The PUC indicated it may initiate a review of any of the mechanisms in the PBR Framework at any time. The PUC will hold a formal review process to comprehensively review the PBR Framework in the fourth year of the multi-year rate plan.
The Utilities are required to file draft tariffs reflecting the order in mid-February 2021 for PUC review, and the final tariffs are expected to be effective June 1, 2021. In February 2021, the PUC will convene a post-D&O working group to finalize PIMs for interconnection approval, LMI energy efficiency, and AMI, as well as finalize initial scorecard and reporting metrics.
The PBR Framework provides for revenue reductions as part of the customer dividend, but also creates opportunities for the Utilities to improve their financial condition by implementing cost containing measures and earning rewards for meeting performance goals.

The foregoing descriptions of the D&O and PBR Framework are qualified in their entirety by reference to the full text of the D&O, which can be found on the PUC website at (Docket No. 2018-0088 for the Performance-Based Regulation proceeding).
Motion for clarification
On January 4, 2021, the Utilities filed a motion for clarification and/or reconsideration of the D&O (Motion for Clarification) with respect to (i) the treatment of the “pre-PBR” management audit savings commitment as part of the customer dividend component of the ARA in the new PBR Framework and (ii) clarification regarding implementation of certain matters regarding certain new PIMs under the PBR framework. With respect to the “pre-PBR” management audit savings commitment, the D&O accelerates the savings commitment and assumes all of the savings will be generated from O&M expense reductions. In contrast, the Utilities’ commitment was rooted in a combination of reduced O&M expenses and reduced future capital expenditures that are aligned with the management audit recommendations and delivery of the savings to customers over time as they are actually achieved. The savings to be flowed through to customers under the D&O is $110.8 million for the multi-year rate period (MYP), compared to the Utilities’ commitment of $35.4 million in savings, which reflects the savings that are expected to be realized by the Utilities over the MYP. In the Motion for Clarification, the Utilities proposed an alternative levelized committed savings over the MYP to address the PUC’s desired “day 1” savings. Management cannot predict if the PUC will reconsider its decision regarding the customer dividend component of the ARA.
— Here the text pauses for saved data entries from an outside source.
PR #398, opened 2020-11-28
Replace express with builtin node server

TrySound:
Alternative to long-standing https://github.com/webpack-contrib/webpack-bundle-analyzer/pull/212

Express in this project does not add much value. Middleware api is not
necessary for 1.5 middlwares. We can try to use node server directly.

Serving static is left for express middleware. Can be replaced with
something smaller in another PR.

Thanks to @realityking for inspiration


src/viewer.js
```diff
@@ -13,6 +12,7 @@ const {open} = require('./utils');
 const {renderViewer} = require('./template');
 
 const projectRoot = path.resolve(__dirname, '..');
+const viewsRoot = path.join(projectRoot, 'views');
```
realityking, line 15: This line is not needed (merge artefact)

package.json
```diff
@@ -37,11 +37,11 @@
     "acorn-walk": "^8.0.0",
     "chalk": "^4.1.0",
     "commander": "^6.2.0",
-    "express": "^4.17.1",
     "filesize": "^6.1.0",
     "gzip-size": "^6.0.0",
     "lodash": "^4.17.20",
     "opener": "^1.5.2",
+    "serve-static": "^1.14.1",
```
valscion, line 44: Seems like as per this comment:

https://github.com/webpack-contrib/webpack-bundle-analyzer/pull/212#discussion_r449811403

`serve-static` is a big reason why `express` is so large so if polka would work for our use case, it's much smaller than using `serve-static`.

valscion: Oh, that other PR uses `sirv` for the static serving?

TrySound: Well, if you are ok to introduce sirv I will use it. I just remember there was a doubt to introduce polka packages.

valscion: Oh, I don't really know what opinion @th0r has 😅 — sorry for being unclear. If things work then the size differences this provides might be useful?

As long as the server is still able to show new results when a bundle is changed like was the purpose behind introducing this feature back in https://github.com/webpack-contrib/webpack-bundle-analyzer/pull/74 then I would be OK with this change.

I think the supported node versions are good enough, too, and we don't accidentally regress from supporting node v10.13.0

TrySound: To support watch I passed "dev" flag which prevents caching.
I guess the size will be almost the same but without more polka dependencies.
https://github.com/webpack-contrib/webpack-bundle-analyzer/pull/212#issuecomment-735806643

valscion: The `serve-static` is still in dependencies so I don't know how to figure out the size difference yet — some numbers on how this potentially affects the size of `node_modules` would be nice.

TrySound: https://packagephobia.com/result?p=static-serve
https://packagephobia.com/result?p=express (depends on static-serve out of the box)
https://packagephobia.com/result?p=sirv
https://packagephobia.com/result?p=polka (does not include sirv out of the box)
https://packagephobia.com/result?p=%40polka%2Furl (dependency of both sirv and polka)

src/viewer.js
```diff
@@ -48,22 +48,34 @@ async function startServer(bundleStats, opts) {
...
+      res.writeHead(200, {'Content-Type': 'text/html'});
+      res.end(html);
+    } else {
+      sirvMiddleware(req, res, err => {
+        if (err) {
+          console.error(err.stack || err.toString());
+          res.writeHead(500);
+          res.end();
+        } else {
+          res.writeHead(404);
```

Item 7.01. Regulation FD Disclosure.
As described further in the Motion for Clarification, after preliminary evaluation, the Utilities currently believe that with respect to its “core” components (i.e., the components other than the treatment of the “pre-PBR” management audit savings commitment), the PBR Framework established by the PUC in the D&O appears to (i) represent a reasonable evolution of the existing framework, (ii) provide balanced incentives that will provide cost savings to customers while supporting and encouraging the Utilities to more aggressively achieve clean energy objectives and other energy policy goals and (iii) be generally consistent with the guiding principles established by the PUC in its Phase 1 decision and order: (a) a customer-centric approach, including immediate “day 1” savings when the new regulations take effect; (b) administrative efficiency to reduce regulatory burdens to the Utilities and stakeholders; and (c) Utilities financial integrity to maintain the Utilities’ financial health, including access to low-cost capital. The D&O in large part achieves these principles with respect to the core components of the PBR Framework.
The foregoing descriptions of the Motion for Clarification contained under Items 8.01 and 7.01 of this current report on Form 8-K are qualified in their entirety by reference to the full text of the Motion for Clarification, which can be found on the PUC website at (Docket No. 2018-0088 for the Performance-Based Regulation proceeding).
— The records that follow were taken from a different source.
PR #401, opened 2020-12-01
Move filesize to dev dependencies

realityking:
It's only used in the client


TrySound:
Is client bundled before publishing?

package.json
```diff
@@ -37,7 +37,6 @@
     "acorn-walk": "^8.0.0",
     "chalk": "^4.1.0",
```
alexander-akait, line 38: Can be replaced by `colorette` (light, fast and with simple API), already used in `webpack-cli@4`, so for developers which use `webpack-cli` and `webpack-bundle-analyzer` we will have less deps

realityking:
@TrySound Yes: https://github.com/webpack-contrib/webpack-bundle-analyzer/blob/master/package.json#L23

package.json
realityking: Good point but something for a different PR :)

valscion (approved):
Cool :+1: Just checked that `mobx` is also only in devDependencies so client-only packages are OK to be specified only in devDependencies :+1:

PR #252, opened 2023-06-15
fix race condition when rule level appliedTo groups are configured

shenmo3:
## Description
Currently, when address group becomes ready after network policy and appliedTo group are ready, then the `notifyAddressGroupChange` func will only trigger update rules for policy-level appliedTo groups, while ignoring rule-level appliedTo groups. This PR resolves this problem by adding triggers for all policy-level and rule-level appliedTo groups.

## Changes
1. Modified the `notifyAddressGroupChange` function to utilize the `getAppliedToGroups` method, which retrieves both policy-level and rule-level appliedTo groups for triggering rule updates.
2. Optimized the `getAppliedToGroups` method to return only unique appliedTo groups,


reachjainrahul (approved):
/LGTM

The information furnished in connection with Item 7.01 of this current report on Form 8-K shall not be deemed “filed” for purposes of Section 18 of the Securities Exchange Act of 1934, as amended (the Exchange Act), or incorporated by reference in any filing under the Securities Act of 1933, as amended, or the Exchange Act, except as shall be expressly set forth by specific reference in such a filing.
HEI and Hawaiian Electric intend to continue to use HEI’s website,, as a means of disclosing additional information. Such disclosures will be included on HEI’s website in the Investor Relations section. Accordingly, investors should routinely monitor such portions of HEI’s website, in

addition to following HEI’s, Hawaiian Electric’s and American Savings Bank, F.S.B.’s (ASB) press releases, HEI’s and Hawaiian Electric’s Securities and Exchange Commission (SEC) filings and HEI’s public conference calls and webcasts. The information on HEI’s website is not incorporated by reference in this document or in HEI’s and Hawaiian Electric’s SEC filings unless, and except to the extent, specifically incorporated by reference. Investors may also wish to refer to the PUC website at (Docket No. 2018-0088 for the Performance-Based Regulation proceeding) in order to review documents filed with and issued by the PUC. No information on the PUC website is incorporated by reference in this document or in HEI’s and Hawaiian Electric’s other SEC filings.
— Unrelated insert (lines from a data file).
PR #259, opened 2023-06-22
Error handling for AppliedToGroup SG delete.

Anandkumar26:
Consider a scenario where ANP contains two rule-level AppliedToGroups. Delete one of the AppliedToGroup. If the ATGroup could not be deleted on the cloud, then the internal state of NP controller still contains the rules, while the rules are deleted on the cloud.

This PR tries to address the issue, by clearing the internal state when an ATGroup is deleted, so that if the ATGroup is re-added, then NP controller will be able to recover and realize the rules on the cloud.

### DIFF
--- a/pkg/controllers/networkpolicy/networkpolicy.go
+++ b/pkg/controllers/networkpolicy/networkpolicy.go
@@ -421,7 +421,7 @@ func (s *securityGroupImpl) deleteImpl(c cloudSecurityGroup, membershipOnly bool
 			var err error
 			nps, err = r.networkPolicyIndexer.ByIndex(networkPolicyIndexerByAppliedToGrp, s.id.Name)
 			if err != nil {
-				return fmt.Errorf("get networkpolicy indexer with index=%v, name=%v: %v", networkPolicyIndexerByAppliedToGrp, s.id.Name, err)
+				return fmt.Errorf("failed to get from networkPolicy indexer %v with key %v: %w", networkPolicyIndexerByAppliedToGrp, s.id.Name, err)
 			}
 		}
 		if err := indexer.Delete(c); err != nil {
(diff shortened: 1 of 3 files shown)


pkg/controllers/networkpolicy/networkpolicy.go
```diff
@@ -426,9 +427,6 @@ func (s *securityGroupImpl) deleteImpl(c cloudSecurityGroup, membershipOnly bool
 	ch := securitygroup.CloudSecurityGroup.DeleteSecurityGroup(&s.id, membershipOnly)
 	go func() {
 		err := <-ch
-		if err == nil && !membershipOnly {
-			s.deleteSgRulesFromIndexer(r)
```
reachjainrahul, line 430: why you dont want to remove the rules from indexer for success case?

pkg/controllers/networkpolicy/networkpolicy.go
```diff
@@ -1397,6 +1393,7 @@ func (n *networkPolicy) update(anp *antreanetworking.NetworkPolicy, recompute bo
 	modifiedAddr := make([]string, 0)
 	if recompute {
 		addedAddr, _ = diffAddressGrp(nil, anp.Rules)
+		r.Log.V(1).Info("Compute rules", "networkPolicy", n.Name)
```
reachjainrahul, line 1396: too many recompute logs.. 1396, 1418, 1440. Just have logs in computeRules func only..

pkg/controllers/networkpolicy/networkpolicy.go
Anandkumar26: Discussed offline and updated PR.

pkg/controllers/networkpolicy/networkpolicy.go
Anandkumar26: These logs makes it easier to understand np controller workflow.

reachjainrahul (approved):
/LGTM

This report may contain “forward-looking statements,” which include statements that are predictive in nature, depend upon or refer to future events or conditions, and usually include words such as “will,” “expects,” “anticipates,” “intends,” “plans,” “believes,” “predicts,” “estimates” or similar expressions. In addition, any statements concerning future financial performance, ongoing business strategies or prospects or possible future actions are also forward-looking statements. Forward-looking statements are based on current expectations and projections about future events and are subject to risks, uncertainties and the accuracy of assumptions concerning HEI and its subsidiaries, the performance of the industries in which they do business and economic and market factors, among other things. These forward-looking statements are not guarantees of future performance.
Forward-looking statements in this report should be read in conjunction with the “Cautionary Note Regarding Forward-Looking Statements” and “Risk Factors” discussions (which are incorporated by reference herein) set forth in HEI’s and Hawaiian Electric’s Annual Report on Form 10-K for the year ended December 31, 2019 and HEI’s and Hawaiian Electric’s Quarterly Report on Form 10-Q for the quarter ended September 30, 2020 and HEI’s other periodic reports that discuss important factors that could cause HEI’s results to differ materially from those anticipated in such statements. These forward-looking statements speak only as of the date of the report, presentation or filing in which they are made. Except to the extent required by the federal securities laws, HEI, Hawaiian Electric, ASB and their subsidiaries undertake no obligation to publicly update or revise any forward-looking statements, whether as a result of new information, future events or otherwise.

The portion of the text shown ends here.